▸ Extracted data
PR #181, opened 2018-12-10
Shant tasks 161 170

hsp-shant:
Please check out the implemented files for further checks.


src/main/java/am/hsp/apps/seua/task_161_170/Task_167.java
```diff
@@ -0,0 +1,53 @@
...
+
+	}
+
+	/**
+	 * Print true if there is any sin X with n degree got minus correct number,
+	 * where n degree are numbers range from number 1 to number 30 else print false.
+	 * 
+	 * @return
+	 */
+	private boolean isAnySinXGotMinuesNDegreeNumber(int number) {
```
hsp-harut: Non cohesive method. It does 2 things:
a) checks whether is the required condition true for any number in the given range.
b) Calculates the sinus for the number

src/main/java/am/hsp/apps/seua/task_161_170/Task_168.java
```diff
@@ -0,0 +1,40 @@
...
+
+	}
+
+	/**
+	 * Print true if the input number is a prime number else print false
+	 * 
+	 * @param number
+	 * @return
+	 */
+	private boolean isNumberPrime(int number) {
```
hsp-harut: WHY DO YOU NEED THIS METHOD ???

src/main/java/am/hsp/apps/seua/task_161_170/Task_170.java
```diff
@@ -0,0 +1,49 @@
...
+		int number = getUserInput("Please enter your number");
+		System.out.println(getGreaterSquareRootNumberOfInputNumber(number));
+
+	}
+
+	/**
+	 * Print the number which is greater than the input number and which is square
+	 * root correct number
+	 */
+	private int getGreaterSquareRootNumberOfInputNumber(int number) {
```
hsp-harut: Wrong implementation. 
The task says to find the number which is greater than the given number and which is equal to value of 2 raised to the power of any integer: 
yourNumber = pow(2, n)

This means for example if your user input = 8, then your program must return 16 (which is actually pow(2, 4))
Currently your program returns 9 for the sample above...

src/main/java/am/hsp/apps/seua/base/TaskBase.java
```diff
@@ -101,31 +115,147 @@ protected boolean isMathProgression(int number1, int number2, int number3) {
...
+	 */
+	protected boolean isNotMultiplier(int multiplier, int number) {
+		return !isMultiplier(multiplier, number);
+
+	}
+
+	/**
+	 * Check if is division by balance
+	 */
+	protected boolean isDivisionByBalance(int number, int divisor, double balance) {
```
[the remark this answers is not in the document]
hsp-shant: I just thinking that i will have double in result, like 9/2 = 4.5,  this is why.

src/main/java/am/hsp/apps/seua/task_161_170/Task_170.java
```diff
@@ -0,0 +1,49 @@
...
+		int number = getUserInput("Please enter your number");
+		System.out.println(getGreaterSquareRootNumberOfInputNumber(number));
+
+	}
+
+	/**
+	 * Find the number which is greater than the given number and which is equal to value of 2 raised to the power of any integer
+	 */
+	private int getGreaterSquareRootNumberOfInputNumber(int number) {
+		number++;
```
hsp-harut: Why you have incremented the number? Can't you just have a correct condition in the "while" loop?

src/main/java/am/hsp/apps/seua/base/TaskBase.java
```diff
@@ -139,50 +185,76 @@ protected boolean isGeoProgresion(int number1, int number2, int number3) {
...
 
-		while (result < number) {
-			result = pow(i, 2);
-			i++;
+	}
 
+	/**
+	 * Return true if the given number is exponent of base, otherwise return false.
+	 */
+	protected boolean isNumberExponentOfBase(int number, int base) {
```
hsp-harut: YOur method will not work correctly. Test your code before pushing changes for review.

src/main/java/am/hsp/apps/seua/task_161_170/Task_167.java
```diff
@@ -0,0 +1,51 @@
...
+
+		for (int i = START_RANGE; i <= END_RANGE; i++) {
+			if (Math.sin(pow(number, i)) < 0.0) {
```
hsp-harut: NOT COHESIVE METHOD.
Your method is doing 2 things:
a) Checks the required condition for the range of numbers and return appropriate boolean
b) The actual condition implementation is also here

YOu need to have a separate method which will check whether the sinus for the given number is negative or not.
Then you can use that method here, by passing as an argument the number raised to the power of "i"

src/main/java/am/hsp/apps/seua/task_161_170/Task_170.java
```diff
@@ -0,0 +1,49 @@
...
+	/**
+	 * Find the number which is greater than the given number and which is equal to value of 2 raised to the power of any integer
+	 */
+	private int getGreaterSquareRootNumberOfInputNumber(int number) {
+		
+		int result;
+		int i = 1;
+		do {
+			result = pow(BASE, ++i);
+		} while (number++ > result);
```
hsp-harut: ???? What you are incrementing the number after each iteration??????

Shant if you don't understand my comments then you MUST ASK QUESTIONS and not just doing I don't know what and give it to review.

This was your previous version of this method:
image

And I just meant in my comment that there is no need to increment the number at all. All you needed there is just to have a correct condition in the while loop: 
**while (result <= number)**

AND THAT'S ALL

src/main/java/am/hsp/apps/seua/base/TaskBase.java
```diff
@@ -139,50 +185,75 @@ protected boolean isGeoProgresion(int number1, int number2, int number3) {
...
+		
+		while (number > 1) {
```
hsp-harut: You didn't fix my comment. Your method can not work correctly? Why don't you testing I don't understand???
Is the "7" any exponent of "2" ??? Of course no. But your code returns TRUE!

I can not understand why are you removing needs work label when you didn't fix anything???

src/main/java/am/hsp/apps/seua/base/TaskBase.java
```diff
@@ -139,50 +185,79 @@ protected boolean isGeoProgresion(int number1, int number2, int number3) {
...
+	}
+
+	/**
+	 * Return true if the given number is exponent of base, otherwise return false.
+	 */
+	protected boolean isNumberExponentOfBase(double number, int base) {
+		
+		while (number > 1) {
+			number /= base;
+			if (number == 1) {
```
hsp-harut: No need for this "if" block at all. All you need is to have a correct "return" by the end of the method: 
return number == 1;

src/main/java/am/hsp/apps/seua/base/TaskBase.java
```diff
@@ -139,50 +185,79 @@ protected boolean isGeoProgresion(int number1, int number2, int number3) {
...
+				return true;
+			}
 
 		}
-		return result == number;
+		return false;
```
hsp-harut: see my comment above

src/main/java/am/hsp/apps/seua/base/TaskBase.java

▸ What you are asked to do
Would you please repeat exactly the lines above, starting at the line with "(result <= number)**" and stopping at the line with "hsp-harut: see my comment above", both included?

▸ Answer area
**while (result <= number)**

AND THAT'S ALL

src/main/java/am/hsp/apps/seua/base/TaskBase.java
```diff
@@ -139,50 +185,75 @@ protected boolean isGeoProgresion(int number1, int number2, int number3) {
...
+		
+		while (number > 1) {
```
hsp-harut: You didn't fix my comment. Your method can not work correctly? Why don't you testing I don't understand???
Is the "7" any exponent of "2" ??? Of course no. But your code returns TRUE!

I can not understand why are you removing needs work label when you didn't fix anything???

src/main/java/am/hsp/apps/seua/base/TaskBase.java
```diff
@@ -139,50 +185,79 @@ protected boolean isGeoProgresion(int number1, int number2, int number3) {
...
+	}
+
+	/**
+	 * Return true if the given number is exponent of base, otherwise return false.
+	 */
+	protected boolean isNumberExponentOfBase(double number, int base) {
+		
+		while (number > 1) {
+			number /= base;
+			if (number == 1) {
```
hsp-harut: No need for this "if" block at all. All you need is to have a correct "return" by the end of the method: 
return number == 1;

src/main/java/am/hsp/apps/seua/base/TaskBase.java
```diff
@@ -139,50 +185,79 @@ protected boolean isGeoProgresion(int number1, int number2, int number3) {
...
+				return true;
+			}
 
 		}
-		return result == number;
+		return false;
```
hsp-harut: see my comment above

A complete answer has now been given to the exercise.